As of the 2020 census, Iroquois had a population of 292. The median age was 40.3 years. 27.4% of residents were under the age of 18 and 15.4% of residents were 65 years of age or older. For every 100 females there were 117.9 males, and for every 100 females age 18 and over there were 116.3 males age 18 and over.

As of the 2020 census, 0.0% of residents lived in urban areas, while 100.0% lived in rural areas.

There were 124 households in Iroquois, of which 33.1% had children under the age of 18 living in them. Of all households, 55.6% were married-couple households, 21.0% were households with a male householder and no spouse or partner present, and 12.9% were households with a female householder and no spouse or partner present. About 21.8% of all households were made up of individuals and 4.8% had someone living alone who was 65 years of age or older.

There were 129 housing units, of which 3.9% were vacant. The homeowner vacancy rate was 0.0% and the rental vacancy rate was 7.1%.

Racial composition as of the 2020 census
| Race | Number | Percent |
|---|---|---|
| White | 289 | 99.0% |
| Black or African American | 0 | 0.0% |
| American Indian and Alaska Native | 0 | 0.0% |
| Asian | 0 | 0.0% |
| Native Hawaiian and Other Pacific Islander | 1 | 0.3% |
| Some other race | 0 | 0.0% |
| Two or more races | 2 | 0.7% |
| Hispanic or Latino (of any race) | 3 | 1.0% |

===2010 census===
As of the census of 2010, there were 266 people, 119 households, and 76 families residing in the city. The population density was 429.0 PD/sqmi. There were 135 housing units at an average density of 217.7 /sqmi. The racial makeup of the city was 98.5% White and 1.5% from two or more races. Hispanic or Latino of any race were 0.4% of the population.

There were 119 households, of which 25.2% had children under the age of 18 living with them, 54.6% were married couples living together, 5.0% had a female householder with no husband present, 4.2% had a male householder with no wife present, and 36.1% were non-families. 32.8% of all households were made up of individuals, and 13.5% had someone living alone who was 65 years of age or older. The average household size was 2.24 and the average family size was 2.86.

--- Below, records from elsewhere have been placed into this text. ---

Issue #5915, opened 2020-07-10
[admin panel] Clarify primary/secondary email


data-sync-user:
If I search for an email on the admin panel, sometimes it returns a different email.  This is a primary/secondary relationship but it can be jarring if the emails aren't similar enough to realize how they are related.  We should clarify that in the UI.

┆Issue is synchronized with this [Jira Task](https://jira.mozilla.com/browse/FXA-2269)
┆Issue Number: FXA-2269

PR #5940, opened 2020-07-14
feat(admin): support secondary emails and query highlighting

jodyheavener:
## Because

Right now in the Admin Panel you can perform an Email Blocks query using an account's secondary email, and it will return the correct account, but only display the primary email. So you have little context as to why this account is being returned.

## This pull request

- Updates the Admin Server GraphQL query to resolve and return `emails`, an array of the account's emails, with `isPrimary` and `isVerified` properties (but keeps `email` and `emailVerified` top-level properties "just in case"). 
- Update the Admin Panel UI to reflect both primary and secondary emails, and highlights the email that matched your query.

**Notes for reviewer:**

- It looks like Prettify got its hands on some of these files, so the diff looks a little larger than it should 😢 
- Some of the markup/style changes are a little... bleh... however, I plan on doing another pass through the Admin Panel to start styling with Tailwind and do a light UI update in the near future.

Closes: #5915

## Checklist

## Screenshots

Screen Shot 2020-07-14 at 11 20 01 AM

### DIFF
--- a/packages/fxa-admin-panel/src/components/EmailBlocks/Account/index.tsx
+++ b/packages/fxa-admin-panel/src/components/EmailBlocks/Account/index.tsx
@@ -10,11 +10,11 @@ import './index.scss';
 
 type AccountProps = {
   uid: string;
-  email: string;
   createdAt: number;
-  emailVerified: boolean;
-  emailBounces: Array<EmailBounceProps>;
+  emails: EmailProps[];
+  emailBounces: EmailBounceProps[];
   onCleared: Function;
+  query: string;
 };
 
 type EmailBounceProps = {
@@ -22,6 +22,13 @@ type EmailBounceProps = {
   createdAt: number;
   bounceType: string;
   bounceSubType: string;
+};
+
+type EmailProps = {
+  email: string;
+  isVerified: boolean;
+  isPrimary: boolean;
+  createdAt: number;
 };
 
 const DATE_FORMAT = 'yyyy-mm-dd @ HH:MM:ss Z';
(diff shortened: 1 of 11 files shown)


packages/fxa-admin-panel/src/components/EmailBlocks/Account/index.tsx
```diff
@@ -46,7 +53,10 @@ export const ClearButton = ({
       return;
     }
 
-    clearBounces({ variables: { email } });
+    // This could be improved to clear bounces for individual email
+    // addresses, but for now it seems satisfactory to clear all bounces
+    // for all emails, since they own all of the addresses
+    emails.forEach((email) => clearBounces({ variables: { email } }));
```
jodyheavener, line 59: Note, currently clicking "Clear all bounces" doesn't clear bounces for secondary addresses. This should hopefully do the trick.

jodyheavener: @bbangert this is what I was referring to about executing on each address.

LZoog: PR LGTM besides a possible improvement here, we could pull this out and only clear the primary e-mail for now. Would say maybe hold until @bbangert chimes in here but I'll r+ since this isn't a blocker for this PR from my PoV, nice work @jodyheavener, the highlight is sweet!

bbangert: I see no reason not to clear them all. 👍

The median age in the city was 40.6 years. 21.8% of residents were under the age of 18; 6.4% were between the ages of 18 and 24; 25.9% were from 25 to 44; 31.2% were from 45 to 64; and 14.7% were 65 years of age or older. The gender makeup of the city was 52.3% male and 47.7% female.

===2000 census===
As of the census of 2000, there were 278 people, 113 households, and 77 families residing in the city. The population density was 521.0 PD/sqmi. There were 121 housing units at an average density of 226.7 /sqmi. The racial makeup of the city was 95.68% White, 0.36% Native American, 0.36% Asian, 1.44% from other races, and 2.16% from two or more races. Hispanic or Latino of any race were 2.52% of the population.

There were 113 households, out of which 31.9% had children under the age of 18 living with them, 56.6% were married couples living together, 10.6% had a female householder with no husband present, and 31.0% were non-families. 31.0% of all households were made up of individuals, and 11.5% had someone living alone who was 65 years of age or older. The average household size was 2.46 and the average family size was 3.06.

In the city, the population was spread out, with 28.4% under the age of 18, 6.1% from 18 to 24, 28.8% from 25 to 44, 16.9% from 45 to 64, and 19.8% who were 65 years of age or older. The median age was 37 years. For every 100 females, there were 85.3 males. For every 100 females age 18 and over, there were 93.2 males.

The median income for a household in the city was $25,625, and the median income for a family was $36,250. Males had a median income of $25,417 versus $16,806 for females. The per capita income for the city was $13,277. About 18.8% of families and 17.4% of the population were below the poverty line, including 24.7% of those under the age of eighteen and 9.8% of those 65 or over.